In a lengthy interview with The Irish Times on current developments in the peace process, Mr Bruton said the consultation paper sent out to the Northern parties over the weekend dealt with the mechanics, rather than the political objectives, of the talks after June 10th.

Commenting on the status of the document, he said it was a consultation paper prepared by the two governments, which had listened very carefully to all the parties who had put forward practical proposals for the management of the talks. "Obviously, other views will be expressed, but this consensus between the two governments is a solid and practical way forward," he said.

The important thing to stress about these talks was that, unlike the 1992 talks, the three strands - covering relationships within Northern Ireland, within the island of Ireland and between the British and Irish governments were not being taken in sequence.
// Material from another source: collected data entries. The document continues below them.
PR #598, opened 2019-08-30
Fix XRP max amount

### LINKED ISSUE #594: Update FIO blockchain type
Current it's `eos`, it might be better to use `fio`

### LINKED ISSUE #595: Increase XRP max amount limit
https://github.com/trustwallet/wallet-core/blob/master/src/Ripple/Transaction.cpp#L16, I think we can use int64 max value or total supply

hewigovens:
Fixes #595 and Fixes #594

### DIFF
--- a/coins.json
+++ b/coins.json
@@ -1052,7 +1052,7 @@
         "name": "FIO",
         "symbol": "FIO",
         "decimals": 9,
-        "blockchain": "EOS",
+        "blockchain": "FIO",
         "derivationPath": "m/44'/235'/0'/0/0",
         "curve": "secp256k1",
         "publicKeyType": "secp256k1",
--- a/src/Ripple/Transaction.cpp
+++ b/src/Ripple/Transaction.cpp
@@ -13,8 +13,6 @@ using namespace TW;
 using namespace TW::Ripple;
 
 const int NETWORK_PREFIX = 0x53545800;
-/// Max supply in drops
-const int64_t MAX_ALLOWED_AMOUNT = 100000000000 * 1000000;
 
 Data Transaction::serialize() const {
     auto data = Data();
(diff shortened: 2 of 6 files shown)


src/Ripple/Transaction.cpp
```diff
@@ -13,7 +13,8 @@ using namespace TW;
 using namespace TW::Ripple;
 
 const int NETWORK_PREFIX = 0x53545800;
-const int64_t MAX_ALLOWED_AMOUNT = 100000000000;
+/// Max supply in drops
+const int64_t MAX_ALLOWED_AMOUNT = 100000000000 * 1000000;
```
vikmeup: why do we need `MAX_ALLOWED_AMOUNT` ?

coins.json
```diff
@@ -1052,7 +1052,7 @@
         "name": "FIO",
         "symbol": "FIO",
         "decimals": 9,
-        "blockchain": "EOS",
+        "blockchain": "FIO",
```
vikmeup: I would prefer to use blockatlas type as `EOS`, because we gonna integrate EOS in the future, and FIO is a fork of EOS

src/Ripple/Transaction.cpp
vikmeup: Can we remove this option and let users to pass any number they think is correct

hewigovens: You can't send coins larger than max supply

vikmeup: but this is common to any blockchain, we don't have 21M limit for bitcoin transaction? can we just remove that limit

coins.json
hewigovens: that was my first thought, some work flow in FIO would be different with EOS

vikmeup: that works 👍

src/Ripple/Transaction.cpp
hewigovens: removed

PR #615, opened 2019-09-01
Sign transactions for NEAR

vgrichina:
## Description

Implement transaction signing for NEAR

## Testing instructions

```
make -Cbuild tests && build/tests/tests tests
```

## Types of changes

* New feature


src/Cosmos/Serialization.cpp
```diff
@@ -23,7 +23,7 @@ const std::string AMINO_PREFIX_WITHDRAW_STAKE_MESSAGE = "cosmos-sdk/MsgWithdrawD
 const std::string AMINO_PREFIX_TRANSACTION = "auth/StdTx";
 const std::string AMINO_PREFIX_PUBLIC_KEY = "tendermint/PubKeySecp256k1";
 
-json broadcastJSON(json& jsonObj) {
+static json broadcastJSON(json& jsonObj) {
```
hewigovens: Why change to static?

src/NEAR/Address.cpp
```diff
@@ -0,0 +1,81 @@
+// Copyright © 2017 Pieter Wuille
+// Copyright © 2017-2019 Trust Wallet.
+//
+// This file is part of Trust. The full Trust copyright notice, including
+// terms governing use, modification, and redistribution, is contained in the
+// file LICENSE at the root of the source code distribution tree.
+
+#include "Address.h"
```
hewigovens: This is just a copy of `Cosmos/Address.cpp`, can you reuse `Cosmos::Address`?

src/NEAR/Serialization.cpp
```diff
@@ -0,0 +1,98 @@
...
+#include "../NEAR/Address.h"
+#include "../Base64.h"
+#include <TrustWalletCore/TWHRP.h>
+
+using namespace TW;
+using namespace TW::NEAR;
+using namespace TW::NEAR::Proto;
+
+
+static void writeU8(Data& data, uint8_t number) {
```
hewigovens: can you reuse code in `BinaryCoding.h`?

src/NEAR/Serialization.cpp
```diff
@@ -0,0 +1,98 @@
...
+}
+
+static void writeU32(Data& data, uint32_t number) {
+    data.push_back(number & 0xFF);
+    data.push_back((number >> 8) & 0xFF);
+    data.push_back((number >> 16) & 0xFF);
+    data.push_back((number >> 24) & 0xFF);
+}
+
+static void writeU64(Data& data, uint64_t number) {
```
hewigovens: same here can you reuse code in `BinaryCoding.h`?

src/NEAR/Signer.h
```diff
@@ -0,0 +1,41 @@
...
+public:
+    Proto::SigningInput input;
+
+    /// Initializes a transaction signer.
+    Signer(Proto::SigningInput&& input);
+
+    /// Signs the transaction.
+    ///
+    /// \returns the transaction signature or an empty vector if there is an error.
+    Data sign() const;
```
hewigovens: if you don't have to store any state, you should use `static` sign method

src/proto/NEAR.proto
```diff
@@ -0,0 +1,97 @@
+syntax = "proto3";
+
+package TW.NEAR.Proto;
+option java_package = "wallet.core.jni.proto";
+
+/// Provides container for unsigned 128 bit integers.
+message Uint128 {
```
hewigovens: No need to create a new type, just use bytes, and you can load it from wallet core (`uint128_t` in `boost`)

src/proto/NEAR.proto
```diff
@@ -0,0 +1,97 @@
...
+    bytes number = 1;
+}
+
+message PublicKey {
+    uint32 key_type = 1;
```
hewigovens: what's key_type?

tests/NEAR/AddressTests.cpp
```diff
@@ -0,0 +1,58 @@
...
+#include "PublicKey.h"
+#include "NEAR/Address.h"
+
+#include <gtest/gtest.h>
+#include <TrustWalletCore/TWHDWallet.h>
+
+namespace TW::NEAR {
+
+TEST(Address, Valid) {
+    ASSERT_TRUE(Address::isValid("bnb1grpf0955h0ykzq3ar5nmum7y6gdfl6lxfn46h2"));
```
hewigovens: This is `bnb1` address

src/Cosmos/Serialization.cpp
vgrichina: because otherwise function with same name in other module causes linking error (duplicate symbol)

it's not strictly necessary for this PR to do this for Comsos code, but generally is a good practice for C++ functions internal to given module

src/NEAR/Address.cpp
vgrichina: This is an open question we've been discussing with @vikmeup in Telegram
Basically we don't really have normal crypto addresses (we use account names, kinda similar to EOS). So it's not clear what should be our Address implementation (it's not used in `Signer`).

src/NEAR/Serialization.cpp
vgrichina: yes, thanks for suggestion!

I'll delegate to `BinaryCoding` where there are matching functions

src/proto/NEAR.proto
vgrichina: we can have keys with different types of signing algorithms, e.g. ETH-compatible

src/NEAR/Address.cpp
vgrichina: Implemented based on FIO as suggested by @vikmeup

src/NEAR/Signer.h
vgrichina: done

src/proto/NEAR.proto
```diff
@@ -0,0 +1,92 @@
...
+    bytes data = 2;
+}
+
+message FunctionCallPermission {
+    bytes allowance = 1; // uint128
+    string receiver_id = 2;
+}
+
+message FullAccessPermission {
```
hewigovens: this is empty message

src/proto/NEAR.proto
```diff
@@ -0,0 +1,92 @@
...
+
+message AccessKey {
+    uint64 nonce = 1;
+    oneof permission {
+        FunctionCallPermission function_call = 2;
+        FullAccessPermission full_access = 3;
+    }
+}
+
+message CreateAccount {
```
hewigovens: this is also emtpy

src/proto/NEAR.proto
```diff
@@ -0,0 +1,92 @@
...
+}
+
+// Input data necessary to create a signed order.
+message SigningInput {
+    string signer_id = 1;
+    PublicKey public_key = 2;
+    uint64 nonce = 3;
+    string receiver_id = 4;
+    bytes block_hash = 5;
+    repeated Action actions = 6;
```
hewigovens: can we keep proto as flat as possible?

src/NEAR/Serialization.cpp
```diff
@@ -0,0 +1,88 @@
...
+}
+
+static void writeAction(Data& data, const Proto::Action& action) {
+    writeU8(data, action.payload_case() - Proto::Action::kCreateAccount);
+    switch (action.payload_case()) {
+        case Proto::Action::kTransfer:
+            writeTransfer(data, action.transfer());
+            return;
+        default:
+            // TODO: Report error properly?
```
hewigovens: can you fix all TODOs?

src/NEAR/Serialization.cpp
```diff
@@ -0,0 +1,88 @@
...
+    }
+}
+
+Data TW::NEAR::transactionData(const Proto::SigningInput& input) {
+    Data data;
+    writeString(data, input.signer_id());
+    writePublicKey(data, input.public_key());
+    writeU64(data, input.nonce());
+    writeString(data, input.receiver_id());
+    // TODO: assert fixed size buffer sizes
```
hewigovens: same here

hewigovens:
sorry for late review, you don't implement: 
1. TWNEARAddress.cpp
2. TWNEARSigner.cpp
3. Swift / Kotlin address / signer tests

src/proto/NEAR.proto
vgrichina: this is intentional, needed for future extension possibility

src/proto/NEAR.proto
vgrichina: this is intentional, needed for future extension possibility

src/proto/NEAR.proto
vgrichina: 1. Why? Intention here is to keep protos similar to our actual transaction structure to avoid confusion.
2. Note sure what we actually can flatten here. E.g. creating an account is multiple actions, see:
https://github.com/nearprotocol/NEPs/pull/8/files?short_path=15b6752#diff-15b6752ec7d78e7b85b8c7de4a19cbd4
Note dapps can create transactions with any combination of these actions.

src/NEAR/Serialization.cpp
vgrichina: @hewigovens what would be proper way to report unexpected error here?

vgrichina:
> sorry for late review, you don't implement:
> 
> 3. Swift / Kotlin address / signer tests

Looks like this also needs to be listed here https://developer.trustwallet.com/wallet-core/newblockchain

hewigovens:
> > sorry for late review, you don't implement:
> > 
> > 1. Swift / Kotlin address / signer tests
> 
> Looks like this also needs to be listed here https://developer.trustwallet.com/wallet-core/newblockchain
> 
> > **[Adding Support for a New Blockchain](https://developer.trustwallet.com/wallet-core/newblockchain)**

We do have a check list: https://developer.trustwallet.com/wallet-core/newblockchain#blockchain-checklist 

> Write interface header in include/TrustWalletCore and implement the interface in src/interface.
Validate generated code in Android an iOS projects. Write integration tests for each.

src/NEAR/Serialization.cpp
hewigovens: you can throw an exception and handle / catch it

src/proto/NEAR.proto
hewigovens: to reduce client / app side integration effort, ideally we like a simple signing input interface, you can do whatever you want inside the C++ implementing

vgrichina: @hewigovens but how to handle generic transaction signing then? Like app sends transaction and wallet signs it? Like in that case all actions need to be displayed.

tests/NEAR/SignerTests.cpp
```diff
@@ -0,0 +1,50 @@
+// Copyright © 2017-2019 Trust Wallet.
+//
+// This file is part of Trust. The full Trust copyright notice, including
+// terms governing use, modification, and redistribution, is contained in the
+// file LICENSE at the root of the source code distribution tree.
+
+#include "Coin.h"
+#include "HDWallet.h"
```
hewigovens: This seems not being used?

tests/NEAR/SignerTests.cpp
```diff
@@ -0,0 +1,50 @@
...
+#include "HexCoding.h"
+#include "Base64.h"
+#include "Base58.h"
+#include "proto/NEAR.pb.h"
+#include "NEAR/Address.h"
+#include "NEAR/Signer.h"
+#include <iostream>
```
hewigovens: This seems not being used?

tests/NEAR/SignerTests.cpp
vgrichina: removed

tests/NEAR/SignerTests.cpp
vgrichina: removed

PR #624, opened 2019-09-05
[Anysigner] Add support to IoTeX, Wanchain and Waves

### LINKED ISSUE #610: [AnySigner] Add Tron support
Add Tron support to AnySigner.

### LINKED ISSUE #611: [AnySigner] Add Nebulas support
Add Nebulas support to AnySigner

### LINKED ISSUE #620: [AnySigner] Add IoTex support
Add IoTeX to AnySigner

### LINKED ISSUE #621: [AnySigner] Add Wanchain support
Add Wanchain support to AnySigner

### LINKED ISSUE #625: [AnySigner] Add Waves Support

leoneparise:
## Description
Fixes #621 
Fixes #620 
Fixes #625
Fixes #610 
Fixes #611 

## Checklist


src/Any/Signer.cpp
```diff
@@ -74,6 +77,57 @@ Any::Proto::SigningOutput Any::Signer::sign() const noexcept {
...
+                auto publicKey = privateKey.getPublicKey(TWPublicKeyTypeCURVE25519);
+                auto wavesTransaction = Waves::Transaction(
+                        /* amount */ message.amount(),
+                        /* asset */ message.asset(),
+                        /* fee */ message.fee(),
+                        /* fee_asset */ message.fee_asset(),
+                        /* to */ Waves::Address(message.to()),
+                        /* attachment */ Data(message.attachment().begin(), message.attachment().end()),
+                        /* timestamp */ message.timestamp(),
+                        /* pub_key */ publicKey.bytes
```
vikmeup: not related to AnySigner, would it be possible to remove publicKey from the transaction? and inject it inside Waves Signer? it would be much easier to operate, as we do for most proto bufs where pub key is encapsulated and you only pass private key and pub key would be derived inside the signer

tests/Any/SignerTests.cpp
```diff
@@ -88,6 +103,36 @@ TEST(Signer, NetworkNotSupported) {
     ASSERT_EQ("Network not supported", output.error().description());
 }
 
+TEST(Signer, WanchainTransactionSign) {
+    auto transaction = R"({"chainId": "MQ==","toAddress": "0x3535353535353535353535353535353535353535","nonce": "OQ==","gasPrice": "MjAwMDAwMDAwMDA=","gasLimit": "MjEwMDA=","amount": "MTAwMDAwMDAwMDAwMDAwMDAwMA=="})";
```
vikmeup: @hewigovens we need to find a solution for `bytes`, this interface does not look good `{"chainId": "MQ=="}`  and as the rest of the types

src/Any/Signer.cpp
vikmeup: @hewigovens what's the best practice should be here for public keys? it's a separate issue tho, but would be great to address

src/Any/Signer.cpp
```diff
@@ -74,6 +77,57 @@ Any::Proto::SigningOutput Any::Signer::sign() const noexcept {
             }
             break;
         }
+        case TWCoinTypeIoTeX: {
```
vikmeup: if we want to support Tomochcain, should we add case `case TWCoinTomoChain` right after `case TWCoinEthereum` ?

vikmeup: maybe we should consider to use `BlockchainType` ? instead of `CoinType`

src/Any/Signer.cpp
hewigovens: we can remove it if we can get public key from private key, but some cases it might be other public keys

tests/Any/SignerTests.cpp
hewigovens: I think base64 is designed by protobuf json format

Strands One, Two and Three would all start at about the same time.

Responding to unionist concerns that the Government would have an input into the internal Strand One, Mr Bruton said that was not the paper's intention. "The intention is to recognise the reality that the three strands are going to be running in parallel and that the Irish Government has an intimate interest in two of the three strands and that there will be an interaction, or a cross-over, between Strand One and Strand Two," he stated.

He said the proposal was designed with a view to managing that, not with a view to becoming directly involved in Strand One matters.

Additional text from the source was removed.